Windy City Live (WCL) is a local daytime talk show that is broadcast on WLS-TV and based in Chicago, Illinois. It premiered on May 26, 2011 as a replacement of The Oprah Winfrey Show which retired that month and is produced by WLS-TV (ABC 7 Chicago). The talk show is filmed in front of a live audience weekdays at the ABC7 Studios in the Chicago Loop on State Street. Current and original hosts are Val Warner and Ryan Chiaverini.

In November 2019, Windy City Live aired its 2,000th live episode with multiple special guests and performances. Windy City Live maintains strong viewership ratings, and has been nominated for and won numerous Chicago Emmy awards.

On July 21, 2021, WLS-TV cancelled Windy City Live. Production was ceased on September 3, 2021.

Concept
Windy City Live combines talk, entertainment, celebrity guest appearances, localized Chicago interests, and more in a 60-minute show.
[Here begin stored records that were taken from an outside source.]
Issue #4412, opened 2025-09-19
Internal Compile error problem since 2025-09


ChrisLewold:
I upgraded two different eclipse installations from 2025-06 to 2025-09. Suddenly I get an internal compile error. 
I was able to create a very small sample class (see below for both java code and the stacktrace as comment). 
Project is simple to set up - all you need is a dependency to jackson-annotations.

1. The file cannot be compiled
2. The file cannot be opened using eclipse java editor. 

[EclipseInternalCompileErrorSample.java](https://github.com/user-attachments/files/22427207/EclipseInternalCompileErrorSample.java)

[pom.xml](https://github.com/user-attachments/files/22427216/pom.xml)

Source file attached.

srikanth-sankaran:
I'll take a look redirecting as needed.

ChrisLewold:
Just adding a screenshot ...

<img width="1573" height="942" alt="Image" src="https://github.com/user-attachments/assets/9451cc66-0cab-4a85-9e44-2c38bf40bce8" />

srikanth-sankaran:
Shorter test case without any dependencies:

```
import java.util.Collection;
import java.util.stream.Collectors;

@interface A {
    
    Id use();
    
    public enum Id {
        CLASS;
    }    
}

public record R<V>(String name, @A(use = A.Id.CLASS) V value) {
    
    @Override
    public String toString() {
        return String.format("[%s] %s",
                             name,
                             (value instanceof Collection<?> coll
                                     ? coll.stream().map(Object::toString).collect(Collectors.joining(", ", "[ ", " ]"))
                                     : value.toString()));
    }
}

```

srikanth-sankaran:
4.36 compiles it fine, 4.37 fails.

PR #3868, opened 2025-03-30
"Type mismatch" regression since 4.29 with generics and null-analysis

stephan-herrmann:
+ when looking for @NNBD only do a selective search for annotations
  (the current bug happens because this search triggers resolving
   of unrelated annotations with member value pairs that aren't ready)
+ implement specific resolving similar to resolveDeprecatedAnnotations()

Includes two preparatory commits to restructure the code ahead of the actual fix.

Fixes https://github.com/eclipse-jdt/eclipse.jdt.core/issues/3461

PR #1447, opened 2023-09-28
Field "cannot be resolved or is not a field" when referenced from parent class within annotation

stephan-herrmann:
fixes #1431

The provided example code demonstrates once again that our phases within `LookupEnvironment.completeTypeBindings()` were too coarse grained, making it impossible to find an order of steps that works in all possible scenarios.

## What it does

_Semantically_, I simply split the step `BUILD_FIELDS_AND_METHODS` to extract `CHECK_PARAMETERIZED_TYPES` into its own phase. Now what previously I called `CONNECT_TYPE_HIERARCHY2` can be squeeze between those phases, to fix the root cause of this current bug: annotation members where resolved before another class's fields where built. Hence the annotation couldn't resolve its value. With `CONNECT_TYPE_HIERARCHY2` running after `BUILD_FIELDS_AND_METHODS` this problem was resolved, but for bound checks of null annotated parameterized types, `CHECK_PARAMETERIZED_TYPES` had to run still later, in order to "see" the annotations resolved during `CONNECT_TYPE_HIERARCHY2`.

_Technically_ I made a proposal how to modernize just this slice of code, see https://github.com/eclipse-jdt/eclipse.jdt.core/issues/1376#issuecomment-1720253488 -- I moved all code pertaining to sequencing the individual steps of `LE.completeTypeBindings()` into a new `enum CompleteTypeBindingSteps`, thus eliminating some boiler plate and redundant code.

While I was at it, I renamed `CONNECT_TYPE_HIERARCHY2` to `INTEGRATE_ANNOTATIONS_IN_HIERARCHY` (the method accordingly) and renamed `CONNECT_TYPE_HIERARCHY1`  back to `CONNECT_TYPE_HIERARCHY` :)

## How to test

JUnit included.

PR #4468, opened 2025-10-07
Internal Compile error problem since 2025-09

srikanth-sankaran:
* Fixes https://github.com/eclipse-jdt/eclipse.jdt.core/issues/4412

### DIFF
--- a/org.eclipse.jdt.core.compiler.batch/src/org/eclipse/jdt/internal/compiler/lookup/SourceTypeBinding.java
+++ b/org.eclipse.jdt.core.compiler.batch/src/org/eclipse/jdt/internal/compiler/lookup/SourceTypeBinding.java
@@ -937,6 +937,7 @@ private VariableBinding resolveTypeFor(VariableBinding variable) {
 		if (variable instanceof FieldBinding field)
 			initializationScope.initializedField = field;
 		AbstractVariableDeclaration variableDeclaration = variable instanceof FieldBinding field ? field.sourceField() : ((RecordComponentBinding) variable).sourceRecordComponent();
+		ASTNode.resolveNullDefaultAnnotations(initializationScope, variableDeclaration.annotations, variable);
 		TypeBinding variableType =
 			variableDeclaration.getKind() == AbstractVariableDeclaration.ENUM_CONSTANT
 				? initializationScope.environment().convertToRawType(this, false /*do not force conversion of enclosing types*/) // enum constant is implicitly of declaring enum type


srikanth-sankaran:
This PR fixes the problem under consideration and if would pass muster would be a welcome change that avoids reentrancy that is painful to deal with. I don't see why the deprecation bits should be processed there - which results in ClassScope.buildFields() being entered even before record components are collated fully. 

I have seen such reentrancy due to annotation resolution and this would be a good problem to solve

stephan-herrmann:
> I have seen such reentrancy due to annotation resolution and this would be a good problem to solve

Right, there have been many instances of problems in this category and much has been done against it already, e.g.:
* Introduce more fine-grained phases via `CompleteTypeBindingsSteps`
  *  #1077
   * #1447
* Look for certain annotations only, viz.  `ASTNode.resolveNullDefaultAnnotations()` in analogy to `ASTNode.resolveDeprecatedAnnotations()`
   *  #3868

And those are only the more fundamental fixes alongside a bunch of point fixes.

I'm looking into the current instance now.

stephan-herrmann:
One of the regressions is in NullTypeAnnotationTest.testBug484926().

Here resolving the field `f` should produce the unannotated type `AtomicReference<String>`, although the class is annotated `@NonNullByDefault`, which would make it `AtomicReference<@NonNull String>`. To avoid this mistake, STB.resolveTypeFor() must see the effect of `@NonNullByDefault({})` right on the field (which cancels the outer default).

If we can't block the reentrance right where it happens (could we?), then this puts the current bug into the bucket of issues where annotation resolving should be made more precise: resolve only what's needed right here.

The compiler is directly interested in only a few annotation types:
* `@Deprecated`
* null annotations
* ownership annotations

Can these annotations produce the re-entrance observed in this bug? Technically, yes:
```java
public class GH4468 {
	public record R<V>(String name, @Deprecated(forRemoval=remove) V value) {
	
		static final boolean remove = false;
	    @Override
	    public String toString() {
	    	return value.toString();
	    }
	}
}
```

Does such style make any sense for the relevant annotations? No.

stephan-herrmann:
Are we comfortable with the assumption that `@NonNullByDefault` is not parameterized via a local constant, but only with direct references to constants from `DefaultLocation`? If so then the following line will fix the regressions:
```java
		ASTNode.resolveNullDefaultAnnotations(initializationScope, variableDeclaration.annotations, variable);
```
It would have to be placed before `variableDeclaration.type.resolveType(..)`, to compensate the proposed change wrt null annotations.

I'll still check the other side of the equation: could we easily reduce the bad effect of `getAnnotationTagBits()` in its former location?

stephan-herrmann:
> ownership annotations

`@Owning` and `@NotOwning` are not involved in this issue, as they don't carry any attributes that could trigger unwanted resolving.

stephan-herrmann:
Here's a fix that's opportunistic in a different way:
```java
	private boolean lookForField(ReferenceBinding currentType, char[] fieldName) {
		if ((currentType.tagBits & TagBits.AreFieldsComplete) != 0)
			return true;
		if (currentType.original() instanceof SourceTypeBinding stb && stb.scope != null) {
			FieldDeclaration[] fields = stb.scope.referenceContext.fields;
			if (fields != null) {
				for (FieldDeclaration fieldDeclaration : fields)
					if (CharOperation.equals(fieldName, fieldDeclaration.name))
						return true;
			}
			RecordComponent[] comps = stb.scope.referenceContext.recordComponents;
			if (comps != null) {
				for (RecordComponent compDeclaration : comps)
					if (CharOperation.equals(fieldName, compDeclaration.name))
						return true;
			}
			return false;
		}
		return true;
	}
```

Use this method in `Scope.findField()` to skip processing the currentType if (a) this type hasn't yet completed fields and (b) doesn't have a field declaration by the sought name :)

```diff
diff --git a/org.eclipse.jdt.core.compiler.batch/src/org/eclipse/jdt/internal/compiler/lookup/Scope.java b/org.eclipse.jdt.core.compiler.batch/src/org/eclipse/jdt/internal/compiler/lookup/Scope.java
index 3880c39..d18919a 100644
--- a/org.eclipse.jdt.core.compiler.batch/src/org/eclipse/jdt/internal/compiler/lookup/Scope.java
+++ b/org.eclipse.jdt.core.compiler.batch/src/org/eclipse/jdt/internal/compiler/lookup/Scope.java
@@ -1395,17 +1395,20 @@
 		if (!currentType.canBeSeenBy(this))
 			return new ProblemFieldBinding(currentType, fieldName, ProblemReasons.ReceiverTypeNotVisible);
 
-		currentType.initializeForStaticImports();
-		FieldBinding field = currentType.getField(fieldName, needResolve);
-		if (field != null) {
-			if (invisibleFieldsOk) {
-				return field;
-			}
-			if (invocationSite == null
-				? field.canBeSeenBy(getCurrentPackage())
-				: field.canBeSeenBy(currentType, invocationSite, this))
+		FieldBinding field = null;
+		if (lookForField(currentType, fieldName)) {
+			currentType.initializeForStaticImports();
+			field = currentType.getField(fieldName, needResolve);
+			if (field != null) {
+				if (invisibleFieldsOk) {
 					return field;
-			return new ProblemFieldBinding(field /* closest match*/, field.declaringClass, fieldName, ProblemReasons.NotVisible);
+				}
+				if (invocationSite == null
+					? field.canBeSeenBy(getCurrentPackage())
+					: field.canBeSeenBy(currentType, invocationSite, this))
+						return field;
+				return new ProblemFieldBinding(field /* closest match*/, field.declaringClass, fieldName, ProblemReasons.NotVisible);
+			}
 		}
 		// collect all superinterfaces of receiverType until the field is found in a supertype
 		ReferenceBinding[] interfacesToVisit = null;
```

This approach, however, is a bit wasteful, I'd say:
* running compiler regression tests at 25 the linear search within FieldDeclarations is triggered 7715 times (in 13524 tests), so it's not a rare situation
* it's also "intellectually wasteful": it introduces a slightly odd shortcut, and we can't be quite sure of the completeness of this fix

Hence my vote goes for https://github.com/eclipse-jdt/eclipse.jdt.core/pull/4468#issuecomment-3377541466

srikanth-sankaran:
> Are we comfortable with the assumption that `@NonNullByDefault` is not parameterized via a local constant, but only with direct references to constants from `DefaultLocation`?

Yes, I think so. I think we don't have to worry about such extremely corner case. This reentrancy issue keeps biting us over and over - I remember battling it a dozen years ago.

> If so then the following line will fix the regressions:
> 
> ```java
> 		ASTNode.resolveNullDefaultAnnotations(initializationScope, variableDeclaration.annotations, variable);
> ```
> 
> It would have to be placed before `variableDeclaration.type.resolveType(..)`, to compensate the proposed change wrt null annotations.

Thanks, I will give this a shot.

> 
> I'll still check the other side of the equation: could we easily reduce the bad effect of `getAnnotationTagBits()` in its former location?

For me, just seeing the modifier bits that are meant to be set by it and seeing those modifiers having no reason to be set _that eagerly_ settles the argument

srikanth-sankaran:
> This approach, however, is a bit wasteful, I'd say:
> 
> * running compiler regression tests at 25 the linear search within FieldDeclarations is triggered 7715 times (in 13524 tests), so it's not a rare situation
> * it's also "intellectually wasteful": it introduces a slightly odd shortcut, and we can't be quite sure of the completeness of this fix
> 
> Hence my vote goes for [#4468 (comment)](https://github.com/eclipse-jdt/eclipse.jdt.core/pull/4468#issuecomment-3377541466)

Yeah. Mine too.

mpalat:
Taking a look at the failure on @srikanth-sankaran's request, these failures look disconnected to the fix and more of a network/timeout issues. I think you can go ahead and merge. thanks.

Original co-hosts Val Warner and Ryan Chiaverini are joined by guest contributors Roe Conn, an American talk radio host, and television producer Hank Mendheim. Ji Suk Yi had also served as a contributor and later co-host of the show until her departure for the Chicago Sun-Times in 2018.

In July 2018, Bonnie Hunt, former host of The Bonnie Hunt Show, co-hosted WCL with Chiaverini while Warner was away on vacation.

Segments
'Four-Star Chicagoans' is a segment that features a local Chicagoan making a difference in the community weekly.
'Pillow Talk' is a segment where viewers submit a question online seeking advice on relationships or personal issues and if featured on-air, a prize is offered.
'2 Minute Warning' is a segment hosted by Chiaverini featuring a series of rapid-fire questions intended to trigger humorous responses from well known personalities.

Celebrity appearances
Through the years, celebrity and special guest visits on Windy City Live have included: Anthony Anderson, Chance The Rapper, Dan Abrams, David Muir, Diane Sawyer, Tory Burch, Jenifer Lewis, Valerie Jarrett, LaVar Ball, Masi Oka, G Eazy, Rick Bayless, Garry McCarthy, Shea Couleé, Sinbad, Nick Cannon, Jay Pharoah, Brett Eldredge, Kevin Hart, Mr. T, Michael Pfleger, Carla Hall, Chris Redd, Rahm Emanuel, Pat Quinn, Jennifer Hudson, Brian Urlacher, Martha Stewart, Jimmy Kimmel, Rosie O'Donnell, Martha Wash, and more.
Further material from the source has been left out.